The statute of limitations for reporting an accident at work does not exist.
§ 2 of the Regulation of the Council of Ministers on the determination of the circumstances and causes of accidents at work specifies that an employee who has suffered an accident at work should immediately inform his supervisor (if his health condition allows it).
An employee who has had an accident should immediately inform his / her supervisor.
An explanation of the issue should be sought immediately in the case law, which does not agree on it.
The judgment of the Supreme Court of May 28, 1997 (file reference number II CR 623/90, Biul. SN 1991/10/20):
"(...) for typical situations, where the circumstances do not indicate anything else, it should be assumed that the performance of the performance immediately after the debtor's request for performance (...) means the fulfillment within 14 days of the request (...)" .

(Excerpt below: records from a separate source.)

PR #950, opened 2021-12-24
Fix font awesome and add report icon like jenkins.io

halkeye:
Trying to load font files remotely without the right headers will cause
cors errors. So lets pull it into plugin site and use it directly


timja (approved):

halkeye:
wait how did github actions know its a bug? where was it configured?

timja:
> wait how did github actions know its a bug? where was it configured?

release drafter by the looks of it:
https://github.com/release-drafter/release-drafter#autolabeler

https://github.com/jenkinsci/.github/blob/f1a34987f2919f039282a13b8741e3c463d18bc6/.github/release-drafter.yml#L90-L94

zbynek:
Maybe font awesome is not needed at all, if the only character used is the warning sign and we already have the warning sign as an SVG in this repo.

halkeye:
oh yea, thats totally another, and possibly better option. I was looking for an easy win to try out deployments.

That being said, the loading of font awesome currently doesn't work. Maybe still exclude it, but use the SVG instead?

zbynek:
> Maybe still exclude it, but use the SVG instead?

Sounds good!

zbynek:
Replaced by https://github.com/jenkins-infra/plugin-site/pull/1152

The judgment of the Supreme Court of March 22, 2001 (file reference number V CKN 769/00, OSNC 2001/11/166):
“(...) The term“ immediately ”cannot be equated with the immediate term. There are also no grounds to conclude that in typical situations, when the circumstances do not indicate anything else, it should be assumed that the performance of the service means fulfillment within 14 days of the summons (...) ".

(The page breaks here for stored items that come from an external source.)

PR #961, opened 2022-01-01
Remove all the backend usage of plugin site API

halkeye:
* Removed the root .eslintrc which was breaking things
* Still using api for releases (though have a couple ideas)
* Try to render README.md, readme.md, README.adoc, readme.adoc,
  whichever comes back first


timja (approved):

halkeye:
whoops,  jenkinsfile isn't updated to node 16, tomorrow task I guess

plugins/gatsby-source-jenkinsplugins/utils.js
```diff
@@ -124,33 +124,36 @@ const getPluginContent = async ({wiki, pluginName, reporter, createNode, createC
...
+        if (wiki.url.startsWith('https://github.com/') || wiki.url.startsWith('https://www.github.com/')) {
+            const promises = [
+                {filename: 'README.md', type: 'text/markdown'},
+                {filename: 'readme.md', type: 'text/markdown'},
+                {filename: 'README.adoc', type: 'text/asciidoctor'},
+                {filename: 'readme.adoc', type: 'text/asciidoctor'},
+            ].map(async type => {
+                try {
+                    let url = wiki.url.replace('https://github.com/', 'https://raw.githubusercontent.com/');
+                    if (!url.includes('/tree/')) {
```
zbynek: This `if` may need an `else`

halkeye: can you give me an example of why?

its passing on https://ci.jenkins.io/blue/rest/organizations/jenkins/pipelines/Infra/pipelines/plugin-site/branches/PR-961/runs/4/nodes/33/steps/39/log/?start=0

the only one that triggers "has no content that can be fetched from" that is github related that I can see is "error DotCi-Fig-template has no content that can be fetched from http://github.com/DotCi/DotCi-Fig-templat"

I nudged ulli on slack asking if he knew how to setup a warnings-ng report for these lines.

halkeye: btw, anything i saw with tree/ in it, already had the branch/ref
```
 ☎  ~  %   curl -qLs 'https://updates.jenkins.io/current/plugin-documentation-urls.json' | jq '.' | grep tree -B 1
  },
  "absint-astree": {
--
  "cloudify": {
    "url": "https://github.com/jenkinsci/cloudify-plugin/tree/cloudify-1.0.8"
--
  "ibm-application-security": {
    "url": "https://github.com/jenkinsci/appscan-plugin/tree/deprecatedPlugin"
--
  "kryptowire": {
    "url": "https://github.com/jenkinsci/kryptowire-plugin/tree/master/docs"
```

zbynek: I didn't test it locally, but I think the string `tree/` should be removed from the URL. The log you linked says it's downloading from https://raw.githubusercontent.com/jenkinsci/cloudify-plugin/tree/cloudify-1.0.8/README.md , should be just https://raw.githubusercontent.com/jenkinsci/cloudify-plugin/cloudify-1.0.8/README.md (failed fetch is currently not logged, AFAIU).

halkeye: oh good catch!

> failed fetch is currently not logged, AFAIU).

failed as in 404? I specifically disabled that because 3/4 of those URLs would be 404 and that's a lot of noise. I'll add that plugin to my specific tests and try again.

plugins/gatsby-source-jenkinsplugins/utils.js
```diff
@@ -104,13 +116,46 @@ const getPluginContent = async ({wiki, pluginName, reporter, createNode, createC
...
-        data.wiki.content = $.html();
+        if (ASCIIDOC_BLOB_RE.exec(wiki.url)) {
+            const matches = wiki.url.match(ASCIIDOC_BLOB_RE);
+            const url = `https://raw.githubusercontent.com/${matches[1]}/${matches[2]}/${matches[3]}/${matches[4]}`;
+            const body = await requestGET({reporter, url: url});
+            if (body) {
+                return createWikiNode('text/asciidoctor', url, body);
+            }
+        }
+        if (wiki.url.startsWith('https://github.com/') || wiki.url.startsWith('https://www.github.com/')) {
```
zbynek: www.github.com is never used, http://github.com is (just 4 plugins though, also might be better to normalize in update center and not worry about it here)

plugins/gatsby-source-jenkinsplugins/utils.js
zbynek: maybe only log something if all 4 attempts end up as 404? (Non-blocking either way.)

halkeye: thats what I tried to do, I should abstract it into a function so I can test it more.

plugins/gatsby-source-jenkinsplugins/utils.js
halkeye: good call, i'll switch it to `new URL('http://github.com').host === 'github.com'` and seperately make an upstream PR to handle http://

halkeye: fixed thanks

plugins/gatsby-source-jenkinsplugins/utils.js
halkeye: fixed, but i havn't had time to fully locally test it (been busy helping infra stabilize), so gonna see what CI does for a full build

zbynek (changes requested):
All images in git plugin docs disappeared because of a 400 http status (wrong base folder for resolving image filenames). Also IIRC we can't load SVG images via raw.githubusercontent, we have to keep using https://cdn.jsdelivr.net/ (maybe for all images).

halkeye:
> All images in git plugin docs disappeared because of a 400 http status

image

So not all, went to look at one of the disappearing images on the git plugin

image

looks like github is more forgiving about bad URLs than we are. I'll think about a solution, could just ignore the fact that its a absolute URL and force it to be relative, but also kinda okay with it breaking due to bad data.

halkeye:
I honestly don't remember what was left undone. Everything seems to work though.

I remember we had some absolute vs relative path issues for https://deploy-preview-961--jenkins-plugin-site-pr.netlify.app/git/ but everything seems good.

If this gets merged, we can then kill off plugin-site-api, and move everything to netlify and not need to do the azure deploy stuff

halkeye:
@zbynek any chance you could review this?

zbynek:
@halkeye the absolute image URL problem is still there:
https://deploy-preview-961--jenkins-plugin-site-pr.netlify.app/slack/ -- I think it's better to fix that in plugin site than create PRs for all the plugins, so that maintainers can test their readme changes on GitHub and get them renered correctly on plugins.jenkins.io

for SVGs I get no error in console, but they seem to be simply missing from DOM:

* https://deploy-preview-961--jenkins-plugin-site-pr.netlify.app/configuration-as-code/ 
* https://deploy-preview-961--jenkins-plugin-site-pr.netlify.app/design-library/

In general it seems a bit wasteful to try all the readme URLs for all plugins each time the site is rebuilt (for CI builds that run more than once per hour it may run into the 5000 requests/hour limit mentioned in https://github.com/github/docs/issues/8031#issuecomment-881427112 ), but I can't think of a better solution.

halkeye:
> but I can't think of a better solution.

we could call the API to get the readme data directly, but i don't think its better, and would add requireing github tokens to the build.

I'll fix up the images. I couldn't find new broken stuff, but I'll admit i didn't spend a lot of time digging into it.

halkeye:
> * https://deploy-preview-961--jenkins-plugin-site-pr.netlify.app/configuration-as-code/

image

this is going to be interesting. I don't think we want to blanket support html. Lemme see how I can make it safe parsing html.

It follows that it is not possible to notify about the accident later than immediately (e.g. when the consequences of the accident are revealed). So it can be concluded that in some cases the accident investigation will be refused.
The judgment of the Supreme Court of November 6, 1998 (file reference number II UKN 290/98, OSNP 1999/24/793):
"Failure to immediately report the accident to the employer by the injured employee does not justify the refusal to recognize the event as an accident at work (...)".
The judgment of the Supreme Court of September 14, 2000 (file reference number II UKN 702/99, OSNP 2002/6/143):
"Failure to inform the supervisor about the accident immediately after the incident does not deprive the employee of the right to demand a finding that it was an accident at work within the meaning of Article 6 (1) of the Act of 12 June 1975 on benefits for accidents at work and occupational diseases ( ..) ".
Both of these judgments were issued prior to the entry into force of the current regulation on the determination of the circumstances and causes of accidents, but are considered up-to-date. After notification of the occurrence of an accident at work, it is therefore necessary to appoint an accident team to carry out an accident investigation.
Summary - statute of limitations for reporting an accident at work
Pursuant to the regulations, an accident at work must be reported immediately, but there is no precise date in which this should be done in Polish regulations. Thus, the statute of limitations for reporting an accident at work does not exist, and the employer should appoint a post-accident team, even if the employee notifies about the accident several years after the event.